至誠、天に通ずる。

 「天地が天地たるゆえんのの本体、本質、これを誠という。別の用語で言えば真実である。この誠という文字も非常に考えられて造られている。偏の「言」は「事」という文字で、その言(こと)(事)の端(は)が言葉だ。要するにこれは事実ということである。創造、クリエーション自体を言という。創造の営みによって創り出されるものが言である。その端、先端が言葉である。だから人間が成長する始まりは言葉だ。モノを言い出すというのが成長の始まりです。」と言われても・・・という人には関係がないのだが、そのニュアンスに心が少しでも動いたのなら、その至誠は必ず天に通じるのだろう。この場合の天とは何を指すのかが問題である。

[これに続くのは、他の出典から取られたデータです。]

PR #297, opened 2016-07-05
SNAP-656 Delink RDD partitions from buckets 

ymahajan:
- set default rdd partitions as number of cores in cluster 
- map buckets to target partitions using round robin assignment
- colocated tables should have same partitions and queries should work fine. 
- split mode support 

## ReleaseNotes.txt changes
yes

## Other PRs 
Store - https://github.com/SnappyDataInc/snappy-store/pull/85
Spark - https://github.com/SnappyDataInc/spark/pull/4
SnppyData - https://github.com/SnappyDataInc/snappydata/pull/297


core/src/main/scala/org/apache/spark/sql/execution/columnar/impl/ColumnFormatRelation.scala
```diff
@@ -90,7 +92,15 @@ class BaseColumnFormatRelation(
   @transient protected lazy val region = Misc.getRegionForTable(resolvedName,
     true).asInstanceOf[PartitionedRegion]
 
-  override lazy val numPartitions: Int = region.getTotalNumberOfBuckets
+  override lazy val numPartitions: Int = {
+//    val region = Misc.getRegionForTable(resolvedName, true).
+//        asInstanceOf[PartitionedRegion]
+//    region.getTotalNumberOfBuckets
+    val numCores = Runtime.getRuntime.availableProcessors()
```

 天文学と占星術の違いは軸がどこなのか?と同様に、言葉を信じるということが具体的にどのような作用があり効果があるのかを知覚してこそ・・・なのである。

 有言実行という言葉がよく学校の廊下や教室に貼ってたが、その深い意味を理解しないまま、誰もが学校を卒業して社会にでる。そういえば学校の廊下にそんな言葉が貼ってあったなぁ~と勤め始めた会社の社長が会議で引用して想い出すみたいなあれ。最初に何故言葉ありきなのかは突き詰めらとしたら相当深いはず。脳が発信する信号で神経から筋肉に何かが伝わっている仕組みである以上、それが通じる通じないではなく、一体であることを知る。

 ゴッホの原子を吸いこんでゴッホになれるという仮説があるらしいが、だから、ゴッホになりたいかと聞かれれば、返答はNOだ。ドバイの億万長者になりたいかと聞かれても返答はNOだ。原子論を茶化せばキリがないが、最初は言葉ありきだとしても朽ちれば皆同じ。